Your website looks great. Traffic is on the rise. You’re running a few Facebook ads, and you’re sending out newsletters. Things are going pretty well – except that pesky sales column is still stuck at $0. What gives?
You’re clearly targeting well enough to increase your traffic, but something is going wrong if none of those visitors are biting. In this case, you might want to look at your demographics.
If you’re using fairly vague customer profiles, try zeroing in on a smaller, focused, and hopefully more engaged audience. Take a look at your CTR to see who is actually engaging with your posts on social media, and try targeting different niche demographics instead of a wide swath.
Doing this could help you find a more narrow and exact customer profile that has intention to buy.
IF YOU’RE USING FAIRLY VAGUE CUSTOMER PROFILES, TRY ZEROING IN ON A SMALLER, FOCUSED, AND HOPEFULLY MORE ENGAGED AUDIENCE.
Take a look at what keywords are driving your traffic – there are a couple things that can go wrong here.
First, are your visitors just seeking out information? You may have an active keyword that’s drawing people in that have no intention to buy — “best laptop processors” vs. “cost-effective laptops.” If people are going to your site to find out more about a product they’re interested in, they are extremely unlikely to convert. Try ramping up the keywords that are more sales-focused.
Second: are you “tricking” people into visiting your website? Check the popular keywords to see if they’re directing your visitors to relevant pages for what they want. If they’re looking for a comparison list and being directed to a product page, they’re going to leave your site immediately, and that means you’ve found a successful keyword…but not for you.
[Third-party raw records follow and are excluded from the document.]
Issue #645, opened 2015-08-03
QpContentEncoderProxy doesn't pass charsetChanged() to safeEncoder


koku:
Another bug we encountered after using Swift with the iso-8859-15 charset is that calls to QpContentEncoderProxy::charsetChanged() aren't passed to the safeEncoder.

We fixed that by adding the following line in the charsetChanged() method:
$this->safeEncoder->charsetChanged($charset);

Without this line the encoder being used assumed utf-8 is used.

PR #646, opened 2015-08-03
Pass charsetChanged() call to the safeEncoder

koku:
As mentioned in issue #645 we've created a fix to pass the charsetChanged call over to the safeEncoder.


sstok:
Is it possible to provide a test to make this doesn't get broken in the future?

koku:
I'll try to do that tomorrow (if I have time for it)

fabpot:
Thank you @koku.

PR #651, opened 2015-08-21
Changed type hint of $address of setReplyTo()

digilist:
As this method also accepts an array, I changed the parameter type to mixed (similar to setTo etc.).


fabpot:
Thank you @digilist.

PR #653, opened 2015-08-23
Added PHP 5.6, PHP 7 and HHVM to the build matrix.

hhamon:


GrahamCampbell:
What?

.travis.yml
```diff
@@ -1,12 +1,5 @@
 language: php
 
-php:
```
GrahamCampbell: this should not be deleted

hhamon: Why?

GrahamCampbell: why would you delete it?

.travis.yml
```diff
@@ -1,12 +1,5 @@
...
-  - 5.3
-  - 5.4
-  - 5.5
-  - 5.6
```
GrahamCampbell: php 5.6 is ALREADY in the build matrix

.travis.yml
```diff
@@ -1,12 +1,5 @@
...
-  - hhvm
```
GrahamCampbell: hhvm is ALREADY in the build matrix

GrahamCampbell:
`7.0` would be MUCH better than `nighlty` because nightly is actually php 7.1.

GrahamCampbell:
> nighlty because nightly is actually php 7.1.

Or rather, it's meant to be according the original RFC that said the master branch would become 7.1 immaculately following the RC1 release of 7.0.

.travis.yml
```diff
@@ -19,7 +12,14 @@ script:
...
-  fast_finish: true
+    include:
+        - php: 5.3
+        - php: 5.4
+        - php: 5.5
+        - php: 5.6
+        - php: nightly
+        - php: hhvm
+    allow_failures:
+        - php: nightly
```
fabpot: Can you use 7.0 here instead?

.travis.yml
hhamon: I used the same syntax taken from the symfony/symfony travis file.

.travis.yml
hhamon: Done!

.travis.yml
sstok: Travis allows to use both the build-matrix (advanced) and/or the simple `php` versions list.
But if you already use the matrix its cleaner to not use a list also (it's less confusing :+1:  ).

hhamon:
I managed to reproduce the segfaults on PHP5.3 and PHP5.6 on my machine. I'm trying to understand why it happens though.

hhamon:
Back to green! Disabling GC prevents segfaults when running PHPUnit.

tests/bootstrap.php
```diff
@@ -2,6 +2,9 @@
 
 require_once dirname(__DIR__).'/vendor/autoload.php';
 
+// Disable garbage collector to prevent segfaults
+gc_disable();
+
 set_include_path(get_include_path().PATH_SEPARATOR.dirname(__DIR__).'/lib');
 
 \Mockery::getConfiguration()->allowMockingNonExistentMethods(false);
```
GrahamCampbell: no leading slash needed

phpunit.xml.dist
```diff
@@ -32,6 +32,6 @@
     </testsuites>
 
     <listeners>
-        <listener class="\Mockery\Adapter\Phpunit\TestListener"></listener>
+        <listener class="\Mockery\Adapter\Phpunit\TestListener"/>
```
GrahamCampbell: no leading slash needed either

tests/bootstrap.php
```diff
@@ -2,6 +2,9 @@
 
 require_once dirname(__DIR__).'/vendor/autoload.php';
 
+// Disable garbage collector to prevent segfaults
+gc_disable();
+
 set_include_path(get_include_path().PATH_SEPARATOR.dirname(__DIR__).'/lib');
```
GrahamCampbell: seems silly to use the path separator, fine to just use `/`

GrahamCampbell: especially since we use that slash style in the same line...

hhamon: `PATH_SEPARATOR` is not `DIRECTORY_SEPARATOR`. `PATH_SEPARATOR` contains `:` on Linux and Mac OS.

fabpot:
Thank you @hhamon.

.travis.yml
stof: @hhamon the Symfony used an explicit matrix entirely just because of some experiments with a different order of jobs (running component jobs first), which was then reordered without going back to the simpler way to specify versions

stof:
> Back to green! Disabling GC prevents segfaults when running PHPUnit.

A bug should be opened on PHP though. A segfault in the garbage collector is a serious PHP bug

hhamon:
We should ask julien what he thinks about it.

PR #655, opened 2015-08-26
Fixing crlf for subject using mail

fvosberg:
The line endings get fixed for headers and body, but without the subject. That breaks subjects wich are too long. Especially when they contain quoted printables


fabpot:
Can you add a test that covers this to avoid any future regressions?

fvosberg:
Thanks for your fast reply. That unit test should prevent future regressions.

fabpot:
Thank you @fvosberg.

neufeind:
Can't test this right now, but I expect that also fixes #393 right?

PR #660, opened 2015-09-03
fixed test suite for PHP7

fabpot:
WIP


stof:
@fabpot the fact that you created the branch in the main repo rather than a personal fork means that Travis runs 2 builds (for the branch and for the PR). you might want to cancel one of them to let the queue reach recent builds faster

fabpot:
@stof Travis runs 2 builds anyway; the other one would have been on my fork.

stof:
@fabpot not if you disable Travis in your fork, which is possible as the PR is tested already and so the fork does not really need CI on its own (and it would not delay the PR builds as the quota of concurrent builds is per repo owner)

fabpot:
I've fixed everything that fails on my machine. The other ones do pass on my laptop.

PR #661, opened 2015-09-03
Switch to the docker-based infrastructure on Travis

stof:
This infrastructure boots faster than the legacy one, and the swiftmailer CI setup does not seem to need sudo


fabpot:
Thank you @stof.

PR #664, opened 2015-09-15
Fixed properties not declared explicitly

deguif:
There were also some wrong property names used (eg `showLen` vs `_showLen`) that could be causing some bugs.


fabpot:
Thank you @deguif.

This is a huge problem with social media campaigns in particular, but can be a problem with websites as well.
Take a second look at those social media ads you’re running. What is your viewer supposed to do? Visit your site? Sign up for a free trial? Download this whitepaper? Make sure you’re telling them to do that, clearly and immediately. Try experimenting with different copy for your call to action to see what works best.
If your CTR is high, meaning that people are engaging with your ad (either by liking, commenting, or clicking the link), they may like the ad but just not know what you want them to do from there.
On your website, make sure your call to action button isn’t too hard to find, and is as concise as possible.
We know, your website is your pride and joy. But you’ve been working on it for too long, you’re too close to it, and you have no idea what a first-time user is experiencing. Things that seem obvious to you will not be obvious to your user.
If you’re getting visitors but no sales, it’s time to experiment with some A/B testing, and potentially invest in some site testers. You need to find out what they don’t like or don’t understand so you can fix it. Whether that means upgrading your checkout experience to involve less clicks or creating a smarter dynamic search feature that anticipates what customers are looking for, it’s a task that requires some elbow grease if you’re to improve sales.
But how do you figure all that out?
Well, that’s where the data comes in. You need to invest in a tool that can give you relevant and accurate data about where your visitors are bouncing or converting, how much time they’re spending on each area of your site, and how they’re navigating to different areas. All this data will help you see everything through the eyes of your user, so that you can make necessary changes to make their experience a positive one.
YOU NEED TO INVEST IN A TOOL THAT CAN GIVE YOU RELEVANT AND ACCURATE DATA ABOUT WHERE YOUR VISITORS ARE BOUNCING OR CONVERTING.
As you know, mobile is the name of the game — clearly, because of those social media campaigns you’re running. But there is no faster way to alienate a mobile user than to not make your website optimized for mobile users.
Is it formatted correctly? Is there a clear way to get to the menu and navigate around the page? Are the buttons visible and not hidden behind weirdly-misplaced text? Is the clickable area of a button too small or too large?
All that increased traffic without the payoff could be because your mobile visitors love your ads but are bouncing because of poor design for tablets and phones.
Getting your website up and running and starting some ad campaigns is a great start, but there’s a lot more work to do. Getting an increase in traffic is the first step; the next one is to make more sales! Hopefully these tips helped you think about where you might be making missteps, and how to steer yourself back in the right direction.